There is so much more to say about all of this. There is more to say about all the things about Maggie very few people know about. There is more to say about her as a writer, what she cared about, how her new work as a blogger created new opportunities for her while at the same time throwing up roadblocks or planting landmines for a writer who could be at once brutally honest while totally taking liberties and exaggerating things for comic and literary effect (that’s called creative writing, people – PLEASE understand that).
There are volumes more to say about Maggie and what made her a rock star, not in the conventional sense – although she was indeed an actual rock star – but rather, a rock star of regular life. There is more to say about the tragedy of how she was cruelly and violently ripped away from us. There is more to say about how broken this has left many of us. We can’t fathom life without her. I can’t fathom life without her. I have no idea what my life is going to be now. My whole world has been turned upside down. We never did get married; we weren’t even boyfriend and girlfriend, at least not officially by the end. Yet somehow, I am now a widower — and a single parent with two “children” to boot. I need help walking the dogs. I cannot possibly do all this by myself. To coin a phrase, I can’t live like this.

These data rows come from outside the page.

PR #885, opened 2015-10-09
datatypes: Make room for the nul char at the end of the string

ibriano:


dorileo:
+1

ibriano:
Merged

barbieri:
doesn't hurt, but I wonder why... It's a map, not a string :-D

ibriano:
On Fri, 09 Oct 2015 12:17:03 -0700, Gustavo Sverzut Barbieri wrote:
> doesn't hurt, but I wonder why... It's a map, not a string :-D

The node type is using `streq()` on the map it gets from the options
with this one to see if they are equal, which then tries to read the
final \0 that's not part of the array declared size. Probably should
have changed that call to use strneq instead, but I saw that afterwards.

barbieri:
then my code, my bad... autospank :-D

I need to wake up from this horrible dream. I need my Maggie back.
This wasn’t in the script.
Get me rewrite.
(P.S. And now I also realize I have lost my editor. Maggie was my reader on everything I wrote the past two years. She was brutally honest. And of course, she was always right. Fortunately, I’m a pretty good writer, so she didn’t have all that much to say too critically — just typically some very helpful comments. Then again, I know she would have probably hated what i just wrote and told me not to let it see the light of day. Well, Maggie, I’ll make a deal — you come back, and I will delete this.)